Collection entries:
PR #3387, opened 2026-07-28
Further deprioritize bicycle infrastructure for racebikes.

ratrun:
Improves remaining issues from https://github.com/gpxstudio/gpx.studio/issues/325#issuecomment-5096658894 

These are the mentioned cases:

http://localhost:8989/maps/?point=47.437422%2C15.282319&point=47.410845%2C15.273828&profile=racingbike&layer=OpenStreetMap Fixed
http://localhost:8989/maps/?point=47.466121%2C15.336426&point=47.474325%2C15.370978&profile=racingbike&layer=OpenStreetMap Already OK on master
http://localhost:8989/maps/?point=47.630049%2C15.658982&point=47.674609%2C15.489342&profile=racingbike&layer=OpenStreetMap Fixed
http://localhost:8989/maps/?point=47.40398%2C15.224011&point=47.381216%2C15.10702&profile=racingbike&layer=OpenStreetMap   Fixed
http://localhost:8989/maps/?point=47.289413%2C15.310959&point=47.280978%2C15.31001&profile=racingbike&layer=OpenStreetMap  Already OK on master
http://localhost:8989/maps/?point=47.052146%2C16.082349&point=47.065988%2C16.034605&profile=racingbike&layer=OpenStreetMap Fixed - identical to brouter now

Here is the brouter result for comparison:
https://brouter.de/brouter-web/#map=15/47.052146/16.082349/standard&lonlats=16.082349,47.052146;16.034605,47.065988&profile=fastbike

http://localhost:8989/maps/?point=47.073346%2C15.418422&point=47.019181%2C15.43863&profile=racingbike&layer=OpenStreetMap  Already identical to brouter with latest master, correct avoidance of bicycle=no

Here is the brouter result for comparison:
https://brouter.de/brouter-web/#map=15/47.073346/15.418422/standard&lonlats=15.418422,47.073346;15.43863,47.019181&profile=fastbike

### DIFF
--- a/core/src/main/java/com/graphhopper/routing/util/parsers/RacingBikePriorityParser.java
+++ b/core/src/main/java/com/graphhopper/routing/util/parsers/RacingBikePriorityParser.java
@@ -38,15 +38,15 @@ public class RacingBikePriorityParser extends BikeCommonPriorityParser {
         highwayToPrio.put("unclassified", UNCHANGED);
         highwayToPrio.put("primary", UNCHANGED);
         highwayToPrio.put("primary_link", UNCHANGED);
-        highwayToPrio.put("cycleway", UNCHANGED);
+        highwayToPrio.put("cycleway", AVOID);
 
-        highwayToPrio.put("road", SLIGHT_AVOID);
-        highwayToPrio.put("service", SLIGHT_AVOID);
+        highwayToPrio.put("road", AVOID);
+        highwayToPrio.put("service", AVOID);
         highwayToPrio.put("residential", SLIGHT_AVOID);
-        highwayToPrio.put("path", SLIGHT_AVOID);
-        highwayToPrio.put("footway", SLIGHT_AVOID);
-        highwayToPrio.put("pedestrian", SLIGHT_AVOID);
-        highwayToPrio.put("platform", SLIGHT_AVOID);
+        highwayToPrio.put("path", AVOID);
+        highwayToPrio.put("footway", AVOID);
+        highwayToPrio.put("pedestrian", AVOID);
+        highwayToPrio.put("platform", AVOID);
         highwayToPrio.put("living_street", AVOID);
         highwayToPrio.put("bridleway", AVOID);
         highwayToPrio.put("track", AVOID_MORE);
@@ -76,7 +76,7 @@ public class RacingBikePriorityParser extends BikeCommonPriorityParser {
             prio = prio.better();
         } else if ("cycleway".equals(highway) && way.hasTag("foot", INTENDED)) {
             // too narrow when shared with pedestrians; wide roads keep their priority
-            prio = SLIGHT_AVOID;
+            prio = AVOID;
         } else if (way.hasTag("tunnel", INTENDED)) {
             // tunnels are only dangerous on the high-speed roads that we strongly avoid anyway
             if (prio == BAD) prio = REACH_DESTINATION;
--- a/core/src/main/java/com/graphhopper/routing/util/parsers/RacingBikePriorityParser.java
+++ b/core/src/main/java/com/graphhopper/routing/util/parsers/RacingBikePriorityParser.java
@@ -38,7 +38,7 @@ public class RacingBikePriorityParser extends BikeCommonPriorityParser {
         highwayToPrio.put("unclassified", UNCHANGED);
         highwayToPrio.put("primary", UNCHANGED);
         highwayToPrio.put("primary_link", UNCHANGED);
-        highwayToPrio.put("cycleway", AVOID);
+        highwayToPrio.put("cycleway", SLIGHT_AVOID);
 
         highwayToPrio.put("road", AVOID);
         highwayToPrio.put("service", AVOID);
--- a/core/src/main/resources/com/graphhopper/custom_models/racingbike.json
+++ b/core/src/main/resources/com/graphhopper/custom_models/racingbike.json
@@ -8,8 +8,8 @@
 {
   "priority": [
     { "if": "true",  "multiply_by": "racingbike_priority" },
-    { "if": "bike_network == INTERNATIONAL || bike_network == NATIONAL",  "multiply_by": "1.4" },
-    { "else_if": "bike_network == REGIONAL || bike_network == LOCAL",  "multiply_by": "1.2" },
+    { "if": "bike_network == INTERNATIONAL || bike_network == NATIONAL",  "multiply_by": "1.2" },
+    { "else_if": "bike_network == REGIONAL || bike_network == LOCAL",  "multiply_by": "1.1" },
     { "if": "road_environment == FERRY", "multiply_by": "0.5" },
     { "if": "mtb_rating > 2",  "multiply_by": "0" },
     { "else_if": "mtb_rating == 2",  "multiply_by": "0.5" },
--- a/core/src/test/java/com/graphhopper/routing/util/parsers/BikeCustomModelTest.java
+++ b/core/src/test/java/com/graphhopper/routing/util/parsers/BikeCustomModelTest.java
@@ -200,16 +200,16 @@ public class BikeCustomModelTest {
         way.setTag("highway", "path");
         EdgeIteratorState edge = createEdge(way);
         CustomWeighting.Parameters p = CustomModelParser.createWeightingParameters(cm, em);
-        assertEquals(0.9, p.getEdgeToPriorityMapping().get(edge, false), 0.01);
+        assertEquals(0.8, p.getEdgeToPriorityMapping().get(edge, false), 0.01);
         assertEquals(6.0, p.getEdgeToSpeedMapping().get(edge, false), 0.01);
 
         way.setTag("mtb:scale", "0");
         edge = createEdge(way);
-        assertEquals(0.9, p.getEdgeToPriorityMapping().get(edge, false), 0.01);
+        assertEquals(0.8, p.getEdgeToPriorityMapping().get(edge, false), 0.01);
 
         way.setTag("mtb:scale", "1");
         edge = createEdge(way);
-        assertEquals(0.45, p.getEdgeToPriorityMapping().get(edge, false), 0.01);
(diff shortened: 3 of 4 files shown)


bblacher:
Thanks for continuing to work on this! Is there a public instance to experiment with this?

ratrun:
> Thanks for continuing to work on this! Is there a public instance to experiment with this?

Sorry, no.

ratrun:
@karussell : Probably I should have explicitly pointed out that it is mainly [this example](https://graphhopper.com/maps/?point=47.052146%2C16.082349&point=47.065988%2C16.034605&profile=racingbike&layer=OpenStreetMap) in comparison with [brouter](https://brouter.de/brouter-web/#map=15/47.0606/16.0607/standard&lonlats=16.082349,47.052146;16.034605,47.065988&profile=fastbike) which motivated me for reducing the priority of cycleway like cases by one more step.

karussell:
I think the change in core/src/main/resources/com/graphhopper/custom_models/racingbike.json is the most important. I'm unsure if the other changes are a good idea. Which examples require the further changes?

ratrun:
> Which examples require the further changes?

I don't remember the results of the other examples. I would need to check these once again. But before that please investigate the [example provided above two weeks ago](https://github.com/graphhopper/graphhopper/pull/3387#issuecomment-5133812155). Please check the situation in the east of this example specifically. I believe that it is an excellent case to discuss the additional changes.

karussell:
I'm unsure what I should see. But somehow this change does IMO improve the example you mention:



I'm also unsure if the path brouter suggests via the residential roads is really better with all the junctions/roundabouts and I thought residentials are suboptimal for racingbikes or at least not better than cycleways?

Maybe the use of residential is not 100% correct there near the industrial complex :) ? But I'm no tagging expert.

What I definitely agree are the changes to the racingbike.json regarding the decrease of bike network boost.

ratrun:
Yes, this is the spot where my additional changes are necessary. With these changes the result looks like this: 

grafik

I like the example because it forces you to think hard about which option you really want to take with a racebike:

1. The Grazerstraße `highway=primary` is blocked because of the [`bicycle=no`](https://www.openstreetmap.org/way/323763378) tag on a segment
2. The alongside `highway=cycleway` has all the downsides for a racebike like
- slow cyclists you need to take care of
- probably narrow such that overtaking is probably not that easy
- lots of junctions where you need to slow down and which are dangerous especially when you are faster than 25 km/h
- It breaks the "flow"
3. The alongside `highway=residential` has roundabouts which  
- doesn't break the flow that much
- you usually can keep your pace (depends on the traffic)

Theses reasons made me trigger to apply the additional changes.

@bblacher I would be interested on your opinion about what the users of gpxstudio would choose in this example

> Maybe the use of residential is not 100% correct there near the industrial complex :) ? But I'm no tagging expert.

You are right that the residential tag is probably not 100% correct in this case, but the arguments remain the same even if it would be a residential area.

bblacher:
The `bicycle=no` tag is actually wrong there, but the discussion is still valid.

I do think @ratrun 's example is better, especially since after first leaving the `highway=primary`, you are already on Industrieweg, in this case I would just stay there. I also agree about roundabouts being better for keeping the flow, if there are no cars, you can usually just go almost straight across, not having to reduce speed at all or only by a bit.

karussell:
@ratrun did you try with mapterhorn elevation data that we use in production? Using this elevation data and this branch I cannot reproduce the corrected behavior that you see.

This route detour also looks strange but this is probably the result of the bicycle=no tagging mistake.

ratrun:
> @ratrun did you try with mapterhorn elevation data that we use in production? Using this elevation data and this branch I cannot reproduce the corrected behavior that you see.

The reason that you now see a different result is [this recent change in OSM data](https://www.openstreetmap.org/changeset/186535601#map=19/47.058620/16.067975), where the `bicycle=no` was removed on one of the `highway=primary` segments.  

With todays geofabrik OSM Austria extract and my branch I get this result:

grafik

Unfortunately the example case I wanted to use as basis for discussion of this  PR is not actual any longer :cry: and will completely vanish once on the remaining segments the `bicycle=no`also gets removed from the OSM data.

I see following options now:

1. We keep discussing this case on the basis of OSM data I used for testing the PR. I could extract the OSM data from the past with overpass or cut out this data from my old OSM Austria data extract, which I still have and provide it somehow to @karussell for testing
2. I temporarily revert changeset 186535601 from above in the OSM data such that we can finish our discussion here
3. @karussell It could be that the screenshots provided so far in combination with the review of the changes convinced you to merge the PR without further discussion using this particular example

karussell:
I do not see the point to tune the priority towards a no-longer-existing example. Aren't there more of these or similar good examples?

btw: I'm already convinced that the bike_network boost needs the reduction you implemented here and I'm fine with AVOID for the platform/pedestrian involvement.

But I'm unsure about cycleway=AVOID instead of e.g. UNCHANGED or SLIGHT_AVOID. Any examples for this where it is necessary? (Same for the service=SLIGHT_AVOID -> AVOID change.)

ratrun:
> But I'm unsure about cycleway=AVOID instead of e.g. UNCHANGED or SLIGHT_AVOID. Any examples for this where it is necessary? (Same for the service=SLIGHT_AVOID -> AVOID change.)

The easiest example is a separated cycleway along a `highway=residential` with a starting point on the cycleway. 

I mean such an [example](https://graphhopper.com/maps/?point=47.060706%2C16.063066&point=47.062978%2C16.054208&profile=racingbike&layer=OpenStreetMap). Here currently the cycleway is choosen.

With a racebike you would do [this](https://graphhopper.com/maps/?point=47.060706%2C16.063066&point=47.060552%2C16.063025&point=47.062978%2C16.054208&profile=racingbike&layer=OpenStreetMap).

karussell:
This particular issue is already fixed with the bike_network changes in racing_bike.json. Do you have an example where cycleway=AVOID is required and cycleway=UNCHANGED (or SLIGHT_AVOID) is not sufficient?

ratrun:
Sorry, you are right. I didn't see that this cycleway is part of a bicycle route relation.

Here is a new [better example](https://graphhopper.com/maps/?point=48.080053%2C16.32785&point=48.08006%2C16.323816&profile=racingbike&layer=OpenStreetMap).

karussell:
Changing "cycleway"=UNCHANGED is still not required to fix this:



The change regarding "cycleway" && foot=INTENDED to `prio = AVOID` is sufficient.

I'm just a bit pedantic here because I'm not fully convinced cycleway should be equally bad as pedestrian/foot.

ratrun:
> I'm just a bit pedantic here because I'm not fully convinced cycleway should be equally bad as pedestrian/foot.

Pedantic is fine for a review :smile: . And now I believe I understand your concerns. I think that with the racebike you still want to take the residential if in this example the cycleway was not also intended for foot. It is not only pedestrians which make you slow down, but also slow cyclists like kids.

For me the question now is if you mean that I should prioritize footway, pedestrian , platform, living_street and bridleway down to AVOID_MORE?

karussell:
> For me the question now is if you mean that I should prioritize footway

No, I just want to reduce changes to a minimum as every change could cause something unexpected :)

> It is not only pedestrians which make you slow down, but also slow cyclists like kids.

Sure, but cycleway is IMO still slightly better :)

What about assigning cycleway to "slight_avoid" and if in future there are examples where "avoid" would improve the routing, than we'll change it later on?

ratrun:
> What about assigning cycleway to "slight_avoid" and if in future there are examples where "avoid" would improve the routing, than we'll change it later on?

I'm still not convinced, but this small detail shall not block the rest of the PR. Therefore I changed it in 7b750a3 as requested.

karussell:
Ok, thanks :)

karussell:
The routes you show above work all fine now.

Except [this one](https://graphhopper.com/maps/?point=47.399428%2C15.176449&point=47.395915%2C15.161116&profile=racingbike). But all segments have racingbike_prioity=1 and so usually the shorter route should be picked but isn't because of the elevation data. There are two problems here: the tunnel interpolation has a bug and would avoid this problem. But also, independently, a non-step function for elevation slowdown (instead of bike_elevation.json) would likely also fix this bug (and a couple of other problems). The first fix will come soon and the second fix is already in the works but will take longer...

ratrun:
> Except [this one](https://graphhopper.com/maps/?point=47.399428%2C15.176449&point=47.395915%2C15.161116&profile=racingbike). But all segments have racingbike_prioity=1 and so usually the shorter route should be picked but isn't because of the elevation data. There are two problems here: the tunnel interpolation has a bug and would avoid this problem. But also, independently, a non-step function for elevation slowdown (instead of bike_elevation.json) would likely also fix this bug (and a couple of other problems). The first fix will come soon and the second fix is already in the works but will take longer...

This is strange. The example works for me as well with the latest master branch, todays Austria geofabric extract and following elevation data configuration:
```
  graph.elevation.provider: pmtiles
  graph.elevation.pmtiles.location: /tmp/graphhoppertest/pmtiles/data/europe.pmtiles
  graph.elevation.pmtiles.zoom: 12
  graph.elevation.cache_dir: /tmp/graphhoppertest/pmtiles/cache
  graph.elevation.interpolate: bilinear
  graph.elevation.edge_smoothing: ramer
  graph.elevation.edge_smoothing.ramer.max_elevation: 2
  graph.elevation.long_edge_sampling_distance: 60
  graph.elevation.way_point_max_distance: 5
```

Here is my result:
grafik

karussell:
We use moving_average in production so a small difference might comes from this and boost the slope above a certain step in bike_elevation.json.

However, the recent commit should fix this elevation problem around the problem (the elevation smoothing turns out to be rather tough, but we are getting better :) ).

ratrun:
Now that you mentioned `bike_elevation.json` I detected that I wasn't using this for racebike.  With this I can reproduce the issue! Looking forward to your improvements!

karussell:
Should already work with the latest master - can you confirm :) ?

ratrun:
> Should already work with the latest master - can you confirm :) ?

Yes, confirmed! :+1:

> Work to be completed
Look through the records for the string "routing". Copy every line that has it.

> Solution for this problem
--- a/core/src/main/java/com/graphhopper/routing/util/parsers/RacingBikePriorityParser.java
+++ b/core/src/main/java/com/graphhopper/routing/util/parsers/RacingBikePriorityParser.java
--- a/core/src/main/java/com/graphhopper/routing/util/parsers/RacingBikePriorityParser.java
+++ b/core/src/main/java/com/graphhopper/routing/util/parsers/RacingBikePriorityParser.java
--- a/core/src/test/java/com/graphhopper/routing/util/parsers/BikeCustomModelTest.java
+++ b/core/src/test/java/com/graphhopper/routing/util/parsers/BikeCustomModelTest.java
What about assigning cycleway to "slight_avoid" and if in future there are examples where "avoid" would improve the routing, than we'll change it later on?
> What about assigning cycleway to "slight_avoid" and if in future there are examples where "avoid" would improve the routing, than we'll change it later on?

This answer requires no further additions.